Poucas pessoas têm o privilégio de dizer que mobilizaram uma multidão através do seu trabalho. Em Mato Grosso do Sul, o produtor rural João Carlos Stefanello pode espalhar esse feito aos quatro ventos. Agrônomo e proprietário da Fazenda Cinco Estrelas, ele é responsável por impactar Campo Grande com seu cultivo de quase 400 hectares de girassol. Nesta reportagem especial você vai entender que, além de cenário para a foto perfeita que encantou os campo-grandenses nas últimas semanas, o girassol é uma cultura versátil que ‘limpa’ o campo e alimenta com saúde.

Os campos de girassóis que viraram atração turística ficam a menos de 40 minutos do Centro de Campo Grande, na BR-060. A lavoura de João Carlos representa quase a metade de toda a produção do grão em Mato Grosso do Sul. 

Só para a safra de 2023 a Conab (Companhia Nacional de Abastecimento) estima que o Estado deve colher 2 mil toneladas de girassol. A fazenda Cinco Estrelas deve ter uma produção superior a 800 toneladas neste ano. A produtividade por hectare do grão em Mato Grosso do Sul é maior que a média nacional. Por aqui, cada hectare produz 2 mil quilos, no Brasil a média por hectare é de 1,5 mil quilos.

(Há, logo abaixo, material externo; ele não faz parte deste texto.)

PR #155, opened 2021-02-08
Add pointer capture logic to Engine View

chrisfromwork:
We are adding pointer capture logic to the windows engine view to mimic Babylon.js web behavior


Modules/@babylonjs/react-native/windows/BabylonReactNative/EngineView.cpp
```diff
@@ -66,6 +67,14 @@ namespace winrt::BabylonReactNative::implementation {
         const auto position = point.Position();
         const uint32_t x = position.X < 0 ? 0 : static_cast<uint32_t>(position.X);
         const uint32_t y = position.Y < 0 ? 0 : static_cast<uint32_t>(position.Y);
+        const auto pointerId = point.PointerId();
+
+        if (!_inputSource.HasCapture())
+        {
+            _inputSource.SetPointerCapture();
```
ryantrem, line 74: So an input source as a whole has capture, rather than each pointer? For touch input for example, capture applies to all your fingers, not each individual one?

Modules/@babylonjs/react-native/windows/BabylonReactNative/EngineView.cpp
```diff
@@ -121,6 +129,14 @@ namespace winrt::BabylonReactNative::implementation {
...
         const uint32_t x = position.X < 0 ? 0 : static_cast<uint32_t>(position.X);
         const uint32_t y = position.Y < 0 ? 0 : static_cast<uint32_t>(position.Y);
+        const auto pointerId = point.PointerId();
+
+        _pressedPointers.erase(pointerId);
+        if (_pressedPointers.size() == 0 &&
+            _inputSource.HasCapture())
+        {
+            _inputSource.ReleasePointerCapture();
+        }
```
ryantrem, line 139: Is it possible to have two different pointer types active at the same time (e.g. mouse and touch)?

Modules/@babylonjs/react-native/windows/BabylonReactNative/EngineView.cpp
```diff
@@ -25,16 +25,17 @@ namespace winrt::BabylonReactNative::implementation {
                     static_cast<uint32_t>(Windows::UI::Core::CoreInputDeviceTypes::Mouse) |
                     static_cast<uint32_t>(Windows::UI::Core::CoreInputDeviceTypes::Touch) |
                     static_cast<uint32_t>(Windows::UI::Core::CoreInputDeviceTypes::Pen));
-                auto coreInput = trueThis->CreateCoreIndependentInputSource(deviceTypes);
+                trueThis->_inputSource = trueThis->CreateCoreIndependentInputSource(deviceTypes);
```
ryantrem, line 28: I guess it is not possible to get the `CreateCoreIndependentInputSource` from the event handlers?

Modules/@babylonjs/react-native/windows/BabylonReactNative/EngineView.cpp
chrisfromwork: yes. it seems to work differently for CoreIndependentInputSource vs xaml pointers. The pointers obtained here can't be individually captured

Modules/@babylonjs/react-native/windows/BabylonReactNative/EngineView.cpp
chrisfromwork: we initially prototyped this to have _inputSource updates run on their own thread outside the threadpool which required access to the _inputSource outside the scope of callbacks. It may be overkill to hold this reference for now, but we probably will move this logic outside the thread pool long term when we can successfully tear down the EngineView/when other graphics life cycle bugs are fixed.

João Carlos cultivou girassol pela primeira vez em 2016 (Foto: Aliny Mary Dias, Jornal Midiamax)

Natural do Rio Grande do Sul, o agrônomo João Carlos pisou em Campo Grande pela primeira vez em 1971. Na época, o trabalho o trazia para a Capital, mas anos depois decidiu escolher a cidade como lar. No início dos anos 80, adquiriu a Fazenda Cinco Estrelas e naquela época não imaginava que sua terra estamparia capas de jornais e centenas de fotos cidade afora.

O plantio do girassol na propriedade começou em 2016 em mais um processo de rotatividade de cultura para melhor aproveitamento e recuperação da terra. Dois anos depois, o tesouro escondido foi descoberto por ciclistas que fazem dali rota para trilhas. Em 2018, a plantação de girassol virou cenário para vários ensaios fotográficos.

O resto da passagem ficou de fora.